Wenn der Vorstand von B + V davon spricht, dass der Kriegsschiffbau im Unterschied zum Handelsschiffbau gute Gewinne abwirft, erwähnt er natürlich nicht, dass diese Rentabilität nur eine künstlich erzeugte ist und von ganz bestimmten, politischen Voraussetzungen abhängig ist, die sich schnell ändern können. Im Falle von Auslandsgeschäften zeigt die Erfahrung, dass die Gewinnaussichten in solchen Ländern am besten sind, in denen militärische und gewaltbereite Machtzirkel über entscheidenden politischen Einfluss verfügen und in denen jene Kräfte nicht zum Zuge kommen, die sich für die sozialen Interessen und Belange der Bevölkerung einsetzen.

Mindestens ebenso wichtig sind die politischen Rahmenbedingungen im eigenen Land: Die rüstungsorientierte Unternehmensstrategie von B + V kann nur so lange gewinnbringend sein, wie die Bundesregierung erstens über den Bedarf der Landesverteidigung hinaus immer neue Kriegsschiffe bestellt, zweitens Kriegsschiffsexporte - gegebenenfalls unter Mißachtung des Gesetzes - nicht nur genehmigt, sondern auch finanziell abgesichert.

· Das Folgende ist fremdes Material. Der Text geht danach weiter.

PR #456, opened 2023-11-19
Feature/377 lazy tensor

### LINKED ISSUE #26: Parallelize IF impl. (by samples)
We want:
* To split the computation of the influence of training points across processors and machines
* To reuse computations (e.g. in #24 we might want to reuse the samples across processes, if this makes sense)

### LINKED ISSUE #277: Parallelise influence calculation
There are a few loops in the influence code that may use the speed up from parallelisation:
- in TorchDifferentiable.split_grad and TorchDifferentiable.mvp
- in _calculate_influences_pert, within general.py
- in conjugate_gradient, within inversion_methods
Since they all do backpropagation under the hood, memory and not compute may be the biggest bottleneck in practice. Regardless, including the possibility to parallelise should be quite straightforward. 

Related to #26

### LINKED ISSUE #377: Persist IF tensors to storage for large models
Problem: As highlighted in [a discussion](https://github.com/appliedAI-Initiative/pyDVL/pull/375#pullrequestreview-1527972934) in MR #375, a lot of the tensors we create for influence calculation end up being very large. For example, the influence factors are stored in a matrix of size (N_test_points, N_model_parameters). Often, these cannot fit into RAM (be it ordinary or on GPU). 

A simple fix would use generators. Instead of creating all the influence factors, we could calculate batch-by-batch within the compute_influences_up and compute_influences_pert methods. Same can be said of grads within these methods. However, this would imply re-calculating influence factors or grads several times, with massive computational overhead.

A better fix would cache the tensors to disk. We could create a CachedTensor class that saves the tensors into files and loads them whenever needed, thus freeing the VRAM. Even the output of the compute_influences method could be a CachedTensor: one would only need to remember to flush it when it is no longer needed.

### LINKED ISSUE #430: Update, fix and improve Influence Functions notebooks
- [x] Apply tags to hide import cells.
- [x] Fix rendering of certain math equations in influence imagenet notebook.
- [ ]  ~~Consider using pytorch lightning instead of custom TrainingManager class. See #351~~
- [x] Remove extra empty cell in influence synthetic notebook.
- [x] Fix usage of `support` module

### LINKED ISSUE #457: Fix import issue in README.md example
There is an import error for TorchTwiceDifferentiable in the current README example.
In addition, model not in eval mode warning is shown.

schroedk:
### Description

This PR closes #377 closes #430 closes #26 closes #457 closes #277

### Added
- New influence function interface `InfluenceFunctionModel`
- Data parallel computation with `DaskInfluenceCalculator`
  [PR #26](https://github.com/aai-institute/pyDVL/issues/26)
- Sequential batch-wise computation and write to disk with `SequentialInfluenceCalculator` 
  [PR #377](https://github.com/aai-institute/pyDVL/issues/377)
- Adapt notebooks to new influence abstractions
  [PR #430](https://github.com/aai-institute/pyDVL/issues/430)

### Changed 
- **Breaking Changes**
  - Removed `compute_influences` and all related code.
    Replaced by new `InfluenceFunctionModel` interface. Removed modules:
    - influence.general
    - influence.inversion
    - influence.twice_differentiable
    - influence.torch.torch_differentiable

### Fixed
- Import bug in README [PR #457](https://github.com/aai-institute/pyDVL/issues/457)

### Checklist

- [x] Updated Changelog


src/pydvl/influence/influence_calculator.py
```diff
@@ -0,0 +1,554 @@
...
+    InfluenceFunctionModel,
+    InfluenceType,
+    TensorType,
+    UnSupportedInfluenceTypeException,
+)
+
+__all__ = ["DaskInfluenceCalculator"]
+
+
+class DimensionChunksException(ValueError):
```
mdbenito, line 20: Isn't this more natural?
```suggestion
class ChunksDimensionsException(ValueError):
```

src/pydvl/influence/influence_calculator.py
```diff
@@ -0,0 +1,554 @@
...
+        except ValueError:
+            return None
+
+
+class BlockAggregator(Generic[TensorType], ABC):
+    @abstractmethod
+    def aggregate_nested(
+        self, tensors: Generator[Generator[TensorType, None, None], None, None]
+    ):
+        """Overwrite this method to aggregate provided blocks into a single tensor"""
```
mdbenito: The docstring doesn't help me understand what the input is like (nested?), and what I should do with it. But I think this function is just a "flatten", right? Then it should be called flatten

src/pydvl/influence/influence_calculator.py
```diff
@@ -0,0 +1,554 @@
...
+
+    @abstractmethod
+    def aggregate(self, tensors: Generator[TensorType, None, None]):
```
mdbenito: Isn't this a concatenation? I would name it `concat` then

src/pydvl/influence/influence_calculator.py
```diff
@@ -0,0 +1,554 @@
...
+
+    @staticmethod
+    def _get_client() -> Optional[distributed.Client]:
+        try:
+            return distributed.get_client()
+        except ValueError:
+            return None
+
+
+class BlockAggregator(Generic[TensorType], ABC):
```
mdbenito: What's a "block"? Why not `TensorAggregator`?

src/pydvl/influence/torch/functional.py
```diff
@@ -1,27 +1,62 @@
-from typing import Callable, Collection, Dict, Generator, Iterable, Mapping, Tuple, cast
+"""
+This module provides methods for efficiently compute tensors related to first and second order derivatives
```
mdbenito, line 2:
```suggestion
This module provides methods for efficiently computing tensors related to first and second order derivatives
```

src/pydvl/influence/torch/functional.py
```diff
@@ -62,70 +97,78 @@ def hvp(
...
 
-    Yields:
-        Partial functions `H_{batch}(vec)=hvp(model, loss, inputs, targets, vec)` that when called,
-            will compute the Hessian-vector product H(vec) for the given model and loss in a batch-wise manner, where
-            (inputs, targets) coming from one batch.
-    """
+    Returns:
+        Callable[[torch.Tensor, torch.Tensor, torch.Tensor], torch.Tensor]: A function that takes three torch.Tensor
+        objects - input data (x), target data (y), and a vector (vec) - and returns the Hessian-vector product as a
+        torch.Tensor.
```
mdbenito, line 125: No need to repeat types in the docstrings.
```suggestion
        A function that takes three `torch.Tensor` objects - input data (`x`), target data (`y`), and a vector
        (`vec`), and returns the Hessian-vector product of the loss evaluated on `x`, `y` times `vec`.
```

src/pydvl/influence/torch/functional.py
```diff
@@ -1,27 +1,62 @@
...
-    params: TorchTensorContainerType,
-    vec: TorchTensorContainerType,
+    func: Callable[[Dict[str, torch.Tensor]], torch.Tensor],
+    params: Dict[str, torch.Tensor],
+    vec: Dict[str, torch.Tensor],
     reverse_only: bool = True,
-) -> TorchTensorContainerType:
+) -> Dict[str, torch.Tensor]:
     r"""
     Computes the Hessian-vector product (HVP) for a given function at given parameters, i.e.
```
mdbenito, line 61:
```suggestion
    Computes the Hessian-vector product (HVP) for a given function at the given parameters, i.e.
```

src/pydvl/influence/torch/functional.py
```diff
@@ -201,55 +248,540 @@ def get_hvp_function(
...
-        use_hessian_avg: If True, the returned function uses batch-wise Hessian computation via
+        precompute_grad: If True, the full data gradient is precomputed and kept in memory, which can speed up
+            the hessian vector product computation. Set this to False, if you can't afford to keep an additional
+            parameter-sized vector in memory.
+        use_average: If True, the returned function uses batch-wise computation via
             [batch_loss_function][pydvl.influence.torch.functional.batch_loss_function] and averages the results.
             If False, the function uses backpropagation on the full
             [empirical_loss_function][pydvl.influence.torch.functional.empirical_loss_function],
             which is more accurate than averaging the batch hessians, but probably has a way higher memory usage.
         reverse_only: Whether to use only reverse-mode autodiff (True, default) or
```
mdbenito, line 259: Types and default values are redundant in docstrings (there are many instances, just pointing this one out)

```suggestion
        reverse_only: Whether to use only reverse-mode autodiff or
```

mdbenito (commented):
I added some superficial comments about docstrings and names here and there. I don't understand all of this enough yet to say something substantial, sorry

src/pydvl/influence/influence_calculator.py
schroedk: Renamed it to InvalidDimensionChunksError

src/pydvl/influence/influence_calculator.py
```diff
@@ -0,0 +1,554 @@
...
+
+    def __init__(
+        self,
+        influence_function_model: InfluenceFunctionModel,
+        numpy_converter: NumpyConverter,
+    ):
+        self._num_parameters = influence_function_model.num_parameters
+        self.influence_function_model = influence_function_model
+        self.numpy_converter = numpy_converter
+        client = self._get_client()
```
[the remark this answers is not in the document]
schroedk: The only way to ensure, that the user uses the distributed client for computing, is to take the client as an input parameter to the init. I documented it in the class as well as in the documentation page. I will create an issue for this, so we can discuss the appropriate way to handle it.

src/pydvl/influence/influence_calculator.py
```diff
@@ -0,0 +1,554 @@
...
+        influence_function_model: instance of type
+            [InfluenceFunctionModel][pydvl.influence.base_influence_model.InfluenceFunctionModel], defines the
+            batch-wise computation model
+        numpy_converter: instance of type [NumpyConverter][pydvl.influence.influence_calculator.NumpyConverter], used to
+            convert between numpy arrays and TensorType objects needed to use the underlying model
+    """
+
+    def __init__(
+        self,
+        influence_function_model: InfluenceFunctionModel,
```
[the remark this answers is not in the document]
schroedk: Actually, I disagree that less is better. To quote a colleague of ours: Clarity over brevity. What would be the advantage to name it if_model?

docs/influence/index.md
```diff
@@ -477,25 +350,95 @@ where \(D\) is a diagonal matrix with the top (in absolute value) eigenvalues of
...
+In case, you need to stick to a sequential processing, set `n_workers` accordingly
+```python
+client = Client(n_workers=1, threads_per_worker=1) 
+```
+
+!!! Warning
+    Make sure, you set `threads_per_worker=1`, due to some torch.autograd functions not being thread-safe
+
+
+
```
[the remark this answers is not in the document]
schroedk: Made the warning more prominent and also add it to the class docstring.

src/pydvl/influence/influence_calculator.py
schroedk: Depends on the implementation. I made the docstring more verbose, please check again.

src/pydvl/influence/influence_calculator.py
```diff
@@ -0,0 +1,554 @@
...
+    def from_numpy(self, x: NDArray) -> TensorType:
+        """Overwrite this method for converting a numpy array into a TensorType object"""
+
+
+class DaskInfluenceCalculator:
+    """
+    Compute influences over dask.Array collections. Depends on a batch computation model
+    of type [InfluenceFunctionModel][pydvl.influence.base_influence_model.InfluenceFunctionModel].
+    In addition, provide transformations from and to numpy,
+    corresponding to the tensor types of the batch computation model.
```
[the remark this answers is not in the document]
schroedk: Improved docstring, please check again

src/pydvl/influence/influence_calculator.py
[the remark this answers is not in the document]
Xuzzo: I also think longer names are better as they are more descriptive. When I read just "model" I think it is only the NN

Xuzzo:
Looks good to me. @mdbenito Could we go ahead and merge?

src/pydvl/influence/array.py
```diff
@@ -0,0 +1,390 @@
...
+class LazyArrayProvider(ABC):
+    """
+    Abstract base class representing a provider of lazily evaluated, array-like data. This class
+    is tailored for situations where data is not immediately computed or loaded, but is instead
+    generated or processed on-demand. The 'array-like' aspect refers to the data structure or
+    format rather than the ability to perform typical array operations like indexing.
+    """
+
+    @abstractmethod
+    def compute(self, tensor_aggregator: Optional[TensorAggregator] = None):
```
mdbenito, line 127: I think this is another example of an IMO unnecessary type prefix. It's an aggregator of type `TensorAggregator`. As a user, I don't need to see a name `tensor_aggregator`, that's just only going to take up space.

src/pydvl/influence/array.py
```diff
@@ -0,0 +1,390 @@
...
+            The result of the computation or data retrieval, processed as specified by the
+            tensor_aggregator, if provided. The exact return type and format depend on the
+            implementation and the aggregator used.
+        """
+
+    @abstractmethod
+    def to_zarr(
+        self,
+        path_or_url: str,
+        numpy_converter: NumpyConverter,
```
mdbenito, line 147: And again: the only type supported is `NumpyConverter` => don't need it in the name.

src/pydvl/influence/array.py
```diff
@@ -0,0 +1,390 @@
...
+    """
+    An aggregator that collects tensors into list structures.
+    """
+
+    def aggregate_from_nested_generators(
+        self,
+        nested_generators_of_tensors: Generator[
+            Generator[TensorType, None, None], None, None
+        ],
+    ):
```
mdbenito, line 88: Missing return type.

src/pydvl/influence/array.py
```diff
@@ -0,0 +1,390 @@
...
+    methods for aggregating tensors.
+    """
+
+    @abstractmethod
+    def aggregate_from_nested_generators(
+        self,
+        nested_generators_of_tensors: Generator[
+            Generator[TensorType, None, None], None, None
+        ],
+    ):
```
mdbenito, line 54: Missing return type

src/pydvl/influence/array.py
```diff
@@ -0,0 +1,390 @@
...
+            Depending on the value of return_stored, this method may return a reference to the stored
+            Zarr data object or None.
+        """
+
+
+class OneDimChunkedLazyArrayProvider(LazyArrayProvider):
+    """
+    A class representing chunked, and lazily evaluated array, where the chunking is restricted to the first dimension
+
+    This class is designed to handle large arrays that are not feasible to load into memory all at once.
```
mdbenito, line 173:
```suggestion
    This class is designed to handle large arrays that don't fit in memory.
```

src/pydvl/influence/array.py
```diff
@@ -0,0 +1,390 @@
...
+
+        Returns:
+            Depending on the value of return_stored, this method may return a reference to the stored
+            Zarr data object or None.
+        """
+
+
+class OneDimChunkedLazyArrayProvider(LazyArrayProvider):
+    """
+    A class representing chunked, and lazily evaluated array, where the chunking is restricted to the first dimension
```
mdbenito, line 171:
```suggestion
    A class representing a chunked, and lazily evaluated array, where the chunking is restricted to the first dimension
```

Also, please remember the column limit.

src/pydvl/influence/array.py
```diff
@@ -0,0 +1,390 @@
...
+        Args:
+            tensor_generator: A generator that yields TensorType objects.
+
+        Returns:
+            A list containing all the tensors provided by the tensor_generator.
+        """
+        return [t for t in tensor_generator]
+
+
+class LazyArrayProvider(ABC):
```
mdbenito, line 118: I don't think this is a "Provider" in the standard sense. There is no global state, nor centralised management of resources nor anything like this. If anything this is a `LazyArrayEvaluator` (please don't use that name 😅). If we don't care about the overloading of the name "Provider" from the design pattern, then maybe `ArrayProvider`, since it is arrays that are provided. But in fact this is a "Realizer" or "Evaluator".

src/pydvl/influence/array.py
```diff
@@ -0,0 +1,390 @@
...
+            tensor_aggregator = ListAggregator()
+        return tensor_aggregator.aggregate_from_generator(self.generator_factory())
+
+    def to_zarr(
+        self,
+        path_or_url: str,
+        numpy_converter: NumpyConverter,
+        return_stored: bool = False,
+        overwrite: bool = False,
+    ):
```
mdbenito, line 210: Missing return type

src/pydvl/influence/array.py
```diff
@@ -0,0 +1,390 @@
...
+
+        Args:
+            path_or_url: The file path or URL where the Zarr array will be stored.
+            numpy_converter: A converter for transforming blocks into NumPy arrays compatible with Zarr.
+            return_stored: If True, the method returns the stored Zarr array; otherwise, it returns None.
+            overwrite: If True, overwrites existing data at the given path_or_url. If False, an error
+                is raised in case of existing data.
+
+        Returns:
+            [zarr.core.Array][zarr.core.Array] or None: The Zarr array if return_stored is True; otherwise, None.
```
mdbenito, line 224: We should specify types in signatures, not docstrings

src/pydvl/influence/array.py
```diff
@@ -0,0 +1,390 @@
...
+        """
+        Converts the array into Zarr format, a storage format optimized for large arrays, and stores it at
+        the specified path or URL. This method is suitable for scenarios where the data needs to be saved
+        for later use or for large datasets requiring efficient storage.
+
+        Args:
+            path_or_url: The file path or URL where the Zarr array will be stored.
+            numpy_converter: A converter for transforming blocks into NumPy arrays compatible with Zarr.
+            return_stored: If True, the method returns the stored Zarr array; otherwise, it returns None.
+            overwrite: If True, overwrites existing data at the given path_or_url. If False, an error
```
mdbenito, line 220: Formatting of variable names and values (here and elsewhere)
```suggestion
            overwrite: If `True`, overwrites existing data at the given `path_or_url`. If `False`, an error
```

src/pydvl/influence/base_influence_model.py
```diff
@@ -0,0 +1,173 @@
...
+
+class InfluenceType(str, Enum):
+    r"""
+    Enum representation for the types of influence.
+
+    Attributes:
+        Up: Up-weighting a training point, see section 2.1 of
+            (Koh and Liang, 2017)<sup><a href="#koh_liang_2017">1</a></sup>
+        Perturbation: Perturb a training point, see section 2.2 of
+            (Koh and Liang, 2017)<sup><a href="#koh_liang_2017">1</a></sup>
```
mdbenito, line 14: Don't we have this in our documentation? It's always better to link to it. Going to a paper for details is very cumbersome

tests/influence/conftest.py
```diff
@@ -195,3 +196,57 @@ def add_noise_to_linear_model(
...
+def analytical_linear_influences(
+    linear_model: Tuple[NDArray[np.float_], NDArray[np.float_]],
+    x: NDArray[np.float_],
+    y: NDArray[np.float_],
+    x_test: NDArray[np.float_],
+    y_test: NDArray[np.float_],
+    influence_type: InfluenceType = InfluenceType.Up,
+    hessian_regularization: float = 0,
+):
+    """Calculates analytically the influence of each training sample on the
```
mdbenito, line 210: Old sphinx docstring format (I know it's not rendered, but still)

src/pydvl/influence/base_influence_model.py
```diff
@@ -0,0 +1,173 @@
...
+
+    @property
+    @abstractmethod
+    def n_parameters(self):
+        """Number of trainable parameters of the underlying model"""
+
+    @property
+    @abstractmethod
+    def is_fitted(self):
+        """Overwrite this, to expose the fitting status of the instance."""
```
mdbenito, line 57: I think you mean "override" (also: German comma ;) ). However, if an overriden method doesn't define a doscstring, the ide will show this one and that would be confusing. What about:
```suggestion
        """Whether or not the influence model has been fitted."""
```

src/pydvl/influence/base_influence_model.py
```diff
@@ -0,0 +1,173 @@
...
+
+    @abstractmethod
+    def fit(self, data_loader: DataLoaderType):
+        """
+        Overwrite this method to fit the influence function model to training data, e.g. pre-compute hessian matrix
```
mdbenito, line 62: "Override" (and elsewhere too). Missing preposition and article
```suggestion
        Override this method to fit the influence function model to training data, e.g. to pre-compute the hessian matrix
```
Also, please format to 88 cols like the rest of the code

src/pydvl/influence/base_influence_model.py
```diff
@@ -0,0 +1,173 @@
...
+
+        """
+
+    def influences(
+        self,
+        x_test: TensorType,
+        y_test: TensorType,
+        x: Optional[TensorType] = None,
+        y: Optional[TensorType] = None,
+        influence_type: InfluenceType = InfluenceType.Up,
```
mdbenito, line 101: What other type than `influence` could it be? This should be `type`. Because that's a reserved keyword, what about `mode` or `kind`? note that `InfluenceType` is also strange because it's not a type in the software sense, so that `InfluenceMode` makes more sense IMO

src/pydvl/influence/influence_calculator.py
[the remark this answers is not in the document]
mdbenito: But the question is whether the client object here has the number of threads set to 1. Not whether the user is using some type of client or another.

Also: what issue?

src/pydvl/influence/influence_calculator.py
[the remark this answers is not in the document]
mdbenito: The problem is consistency. We can't prefix some variable names with types and not others. Since I agree with the confusion with the NN model, I propose to use `if_model` as a compromise, and to use the prefix `if_` consistently. 
Longer variable and class names are useful, I agree. But as I explain in another comment, they can be a mental drain and just get in the way. And it's not an either/or situation here (I'm not suggesting to call it `m`)

mdbenito (commented):
More comments about naming, docs, types. Sorry. Happy to discuss in a call. I'm also a bit confused about not seeing a way to process the chunks in sequence without reading them into memory or a file all at once.

src/pydvl/influence/array.py
```diff
@@ -0,0 +1,390 @@
...
+
+Classes:
+    NumpyConverter: Abstract base class for converting between tensor types and NumPy arrays.
+    BlockAggregator: Abstract base class for aggregating blocks of data.
+    ListAggregator: Concrete implementation of BlockAggregator using lists.
+    LazyArray: Abstract base class representing a lazily evaluated array.
+    OneDimChunkedLazyArray: Represents a chunked and lazily evaluated array, where chunking is restricted to the
+        first dimension.
+    TwoDimChunkedLazyArray: Represents a chunked and lazily evaluated array, where chunking is restricted to the
+        two first dimension.
```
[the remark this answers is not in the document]
schroedk: Agree, will remove it

src/pydvl/influence/array.py
```diff
@@ -0,0 +1,390 @@
...
+
+
+class TensorAggregator(Generic[TensorType], ABC):
+    """
+    Abstract base class for aggregating tensors. Implementations of this class should define
+    methods for aggregating tensors.
+    """
+
+    @abstractmethod
+    def aggregate_from_nested_generators(
```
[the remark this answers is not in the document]
schroedk: An aggregator is something a user can provide. For example, if the user is only interested in the mean she/he could do
`class TorchMeanAggregator(TensorAggregator):

    def aggregate_from_generator(self, tensor_generator: Generator[torch.Tensor, None, None]):
        return torch.mean(torch.cat([torch.mean(t) for t in tensor_generator]))

...
`
So there is only ever one complete chunk of data in memory. If we call the method flatten, this would be very confusing in my opinion.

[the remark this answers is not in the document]
mdbenito: That makes sense. It's the listaggregator below that's flattening. Understood.

src/pydvl/influence/base_influence_model.py
schroedk: Agree, InfluenceKind is better, will change it to
```
kind: InfluenceKind
```

src/pydvl/influence/base_influence_model.py
schroedk: Yes, override is correct....
This means black is not working for the docstrings?

src/pydvl/influence/array.py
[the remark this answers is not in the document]
mdbenito: Now that I understand this better (hopefully), I see it's just an interface for map-reduce of sorts. There are two steps, correct?

1. Process a structure of nested generators into one generator. (flatten_generators)
2. Process each yielded chunk in some way. (reduce)

Is there a need for two separate functions when it's apparently the same (recursive) process? And could we provide a helper method to produce a generator that "flattens" nested generators? Then users only need implement one method.

So in the end this is just one function `reduce_tensors(reduction_fun, tensors)`, which could actually be `functools.reduce` in some cases, if we provide the generator flattening (although that might be memory inefficient with all the `cat()`s...). I'm just spitballing here.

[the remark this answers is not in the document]
schroedk: Actually, we don't want to flatten the nested generators (which you could easily do with itertools.chain), because
it resembles the block matrix structure (every inner generator yields the blocks for one row group) and you would loose this representation, if you just flatten the generator. But it might makes sense to split the two functions into different classes, because I never need both methods at the same time. Additionally, the purpose of the class is clearer. But even in this case, it might not be a reduction (list, torch.cat,.....).

README.md
```diff
@@ -155,30 +152,38 @@ For influence computation, follow these steps:
...
+   influences = influence_function_model.influences(test_x, test_y, train_x, train_y)
    ```
    The result is a tensor of shape `(training samples x test samples)`
    that contains at index `(i, j`) the influence of training sample `i` on
    test sample `j`.
 
+7. For larger data, wrap the model into a
+   calculator and call methods on the calculator.
+   ```python
+   sequential_influence_calculator = SequentialInfluenceCalculator(influence_function_model)
```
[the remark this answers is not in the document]
schroedk: Check the notebooks and documentation for changing names

src/pydvl/influence/array.py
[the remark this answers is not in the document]
mdbenito: Understood, thx

src/pydvl/influence/array.py
```diff
@@ -0,0 +1,390 @@
...
+
+        Implement this method to specify how tensors, nested in multiple layers of generators,
+        should be combined. Useful for complex data structures where tensors
+        are not directly accessible in a flat list.
+
+        Args:
+            nested_generators_of_tensors: A generator of generators, each yielding TensorType objects."""
+
+    @abstractmethod
+    def aggregate_from_generator(
```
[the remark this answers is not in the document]
mdbenito: I was wrong!

src/pydvl/influence/array.py
```diff
@@ -0,0 +1,390 @@
...
+        tensors are yielded one by one.
+        """
+
+
+class ListAggregator(TensorAggregator):
+    """
+    An aggregator that collects tensors into list structures.
+    """
+
+    def aggregate_from_nested_generators(
```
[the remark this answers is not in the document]
mdbenito: Wrong.

src/pydvl/influence/influence_calculator.py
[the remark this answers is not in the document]
mdbenito: As discussed, we leave it as it is.

src/pydvl/influence/influence_calculator.py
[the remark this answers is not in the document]
mdbenito: As discussed, we make the client an argument and allow for explicit disabling of the check.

Extreme Beispiele dafür, wie Kriegsschiffsexporte erst im politischen Raum profitabel gemacht werden, sind die Fregattengeschäfte von B + V mit der Türkei, Griechenland und Portugal: Sie wurden, wie zu zeigen sein wird, durch Bereitstellung von mehreren hundert Millionen DM direkt aus der deutschen Staatskasse mitfinanziert. Nur aufgrund dieser Zahlungen ist überhaupt zu erklären, warum B + V in den Jahren 1991 bis 1993 jeweils eine 20-Prozent-Dividende an die Aktionäre ausschütten konnte. Wären die Haushaltsmittel der Werftindustrie für die Realisierung anderer, ziviler Projekte zur Verfügung gestellt worden, hätten mit Sicherheit viele der Arbeitsplätze erhalten werden können, die inzwischen abgebaut worden sind.

Zeitspanne 1970-96 4

Anmerkung: Nicht aufgeführt sind hier die Kriegsschiffe, die mit Blaupausen, Material und Bauassistenz von B + V auf anderen Werften gebaut wurden.


Anmerkungen:

(1) Rohkamm in Klaus Schomacker u.a. (Hrsg.): Zivile Alternativen für die Rüstungsindustrie, Baden-Baden 1986, S. 97f.
(2) Hansa Nr. 11/1981, S. 834.
(3) Blohm + Voss: Auf unserer Werft 1983, S. 5
(4) Nicht berücksichtigt sind in dieser Übersicht Arbeitsschiffe (z.B. Kranschiffe), Schwimmdocks und Bohrinseln.